When I turned around to check our progress I didn’t see the car anymore. Behind was the same as forward. We encountered another pull off just as are legs were giving out and decided to camp there and rest. I was so tired I was able to fall asleep on the gravel easily. I distinctly remember dreaming of oxen, stacked in emaciated piles. The only creature they could feed were the flies that swarmed their shriveled skin. The dream was short lived though as I was suddenly woken up to the sensation of not being able to breath as Sarah’s hands clenched around my throat.
I quickly kicked her in the gut and pushed her off of me before getting to me feet. When I looked in her direction, I knew it was my girlfriend. However, she looked so different that I could hardly think of her as that. It wasn’t like she was crouched in the dark, the midday light perfectly shone on her and showed what she had become. She looked like a starved animal. A weak animal. An animal that could sustain me until I found the town and saved us.
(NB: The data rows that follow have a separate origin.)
PR #202, opened 2020-01-31
1449: Enhanced Image button

chrismiceli:
Create display_image url for image button to allow quick navigation

### DIFF
--- a/tools/proofers/PPage.inc
+++ b/tools/proofers/PPage.inc
@@ -87,10 +87,15 @@ class PPage
         return "$projects_url/{$this->lpage->projectid}/{$this->lpage->imagefile}";
     }
 
-    function url_for_display_image()
+    function url_for_display_image($escape_amp=FALSE)
     {
         global $code_url;
-        return "$code_url/tools/project_manager/displayimage.php?project={$this->lpage->projectid}&amp;imagefile={$this->lpage->imagefile}";
+        if($escape_amp) $amp = '&amp;';
+        else $amp = '&';
+        return "$code_url/tools/project_manager/displayimage.php"
+            . "?project={$this->lpage->projectid}"
+            . $amp
+            . "imagefile={$this->lpage->imagefile}";
     }
 
     function url_for_do_another_page($escape_amp=FALSE)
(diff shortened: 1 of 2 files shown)


chrismiceli:
Let me know if this change is not wanted in this way. All it does is open the image viewer instead of the actual image file. This allows peaking at the previous and next page quickly, which as the Task description mentions, makes reviewing some things easier. I need to request a sandbox to demonstrate the change though.

70ray:
Looks good to me. It should be really useful.

tools/proofers/PPage.inc
```diff
@@ -87,6 +87,12 @@ class PPage
         return "$projects_url/{$this->lpage->projectid}/{$this->lpage->imagefile}";
     }
 
+    function url_for_display_image()
```
cpeel: For consistency, this should take a `$escape_amp` argument and do the escaping (or not) like the other functions.

cpeel:
To be fair, what really needs to happen to those functions in PPage that have an `$escape_amp` arg is to have that arg removed, never return an escaped URL, and use `html_safe()` / `attr_safe()` on the returned value wherever that URL needs to be escaped in an HTML page. But that's outside the scope of this PR.

tools/proofers/PPage.inc
```diff
@@ -87,6 +87,17 @@ class PPage
         return "$projects_url/{$this->lpage->projectid}/{$this->lpage->imagefile}";
     }
 
+    function url_for_display_image($escape_amp=FALSE)
+    {
+        global $code_url;
+        if($escape_amp) $amp = '&amp;';
```
70ray: I would prefer the conditional statement on a new line. like
`if($escape_amp)
    $amp = '&amp;';`
or even
`if($escape_amp)
{
    $amp = '&amp;';
}`

chrismiceli: Sure I can make that change. I was just trying to be consistent with line 116. I see another open PR to autoformat PHP. That will help here :).

cpeel: Consistency with the rest of the file is probably the right move here. As-is getting rid of escaping in the function as well (but again, not in this PR).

We fought. She bit me, I scratched her, and we wrestled in the gravel for a while. I was stronger though and was able to keep her down. I ate the spoils of my contest, and the meat fed me. So, I kept walking along the road with my newly found energy. I needed to find the next town so I could save us. I don’t really know how far I walked until I passed out on another gravel pullover. I looked up into the infinite blue sky above me and realized that there was no sun, just a perfectly blue day. That’s when I was finally shook awake by a passing truck driver. He had seen me on the side of the road covered in blood. He had assumed I was left out here to die so he had stopped to help me. I was barley coherent so he took me into the next town where I was treated in the hospital for dehydration and exhaustion. It was around a week before the hospital released me.
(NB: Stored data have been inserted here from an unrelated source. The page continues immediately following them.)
PR #203, opened 2020-02-02
MARC search now returns empty string for genre

70ray:
and language if results are not in DP genre or langage lists. This addresses task 1817.

In the literary_form_array I've put a hyphen in Non Fiction but haven't changed anything else.


pinc/MARCRecord.inc
```diff
@@ -154,26 +155,33 @@ class MARCRecord
...
-        $marc_language = "";
         $key = $this->_key_search("008", "");
         if(isset($this->record[$key]))
         {
             $marc_language = substr($this->record[$key][1], 35, 3);
-            $marc_language = convert_short_lang($marc_language);
+            $lang_name = langname_for_langcode3($marc_language);
+            if($lang_name)
+            {
+                return $lang_name;
```
cpeel: Consider keeping `$marc_language` and only having one `return` in the function (and `$marc_literary_form` below). When possible, having one return makes the code flow easier to understand and avoids bugs in the future where the dev is unaware that there are multiple returns (clearly no the case here on these small functions, but a general good rule-of-thumb).

cpeel:
Also note that your build failed the CI/CD pipeline, looks like you need to update the MARC tests: https://travis-ci.org/DistributedProofreaders/dproofreaders/jobs/645019851

70ray:
There is something odd happening here with the language test expecting 'ng'. If I just make it expect an empty string it will just hide the problem. I'll try to fix it properly, (perhaps not immediately).

pinc/MARCRecord.inc
70ray: Done this.

70ray:
The language now returns English correctly. The literary form gives Fiction which is not one of our genres so it gives empty string.
I comented out the last test because I didn't know how to make the file independently of the method used to test it.

cpeel:
> I commented out the last test because I didn't know how to make the file independently of the method used to test it.

Using the method to create the string is valid, it will at least detect if changes are made to that function in the future.

Is there a reason you created/loaded a new MARC record for the test vs using the exiting one? Then you wouldn't need to recreate the existing string.

70ray:
The existing MARC record seemed to be faulty; there is a one character offset in the string that defines the language and genre. In the part  "1beng" 1 means fiction, b we don't use and eng is english, but we were getting b for biography which is plausible but not correct and ng instead of eng.

cpeel:
Weird - I know I just pulled it from whatever YAZ returned. Thanks for fixing it.

SETUP/tests/MARCRecordTest.php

I tried to get the police to follow me, to take me to where I had left my car or help Sarah. I screamed at them that we had to save her, that she was waiting for me. We couldn’t find either and they shipped me off to my parent’s house in Toronto. They didn’t even arrest me, thinking that I had been hallucinating due to the starvation. They even tested the blood that covered me but had concluded it was unidentifiable. I never found my car but that didn’t concern me.
Sarah never turned up again. The police’s leading theory was that she was kidnapped on our road trip and I couldn’t deal with the stress. But I know they are wrong, the bite marks I suffered still line my body. But most of all, I can still feel her. I still hunger for her, I need to find her and help her. I think about her body. I think about how much I loved her and how much she helped me and the pit in my stomach. However, she didn’t do enough. She didn’t satisfy the primal yearning I feel. My stomach still aches, snarling to be filled. Begging deep in the core of my body.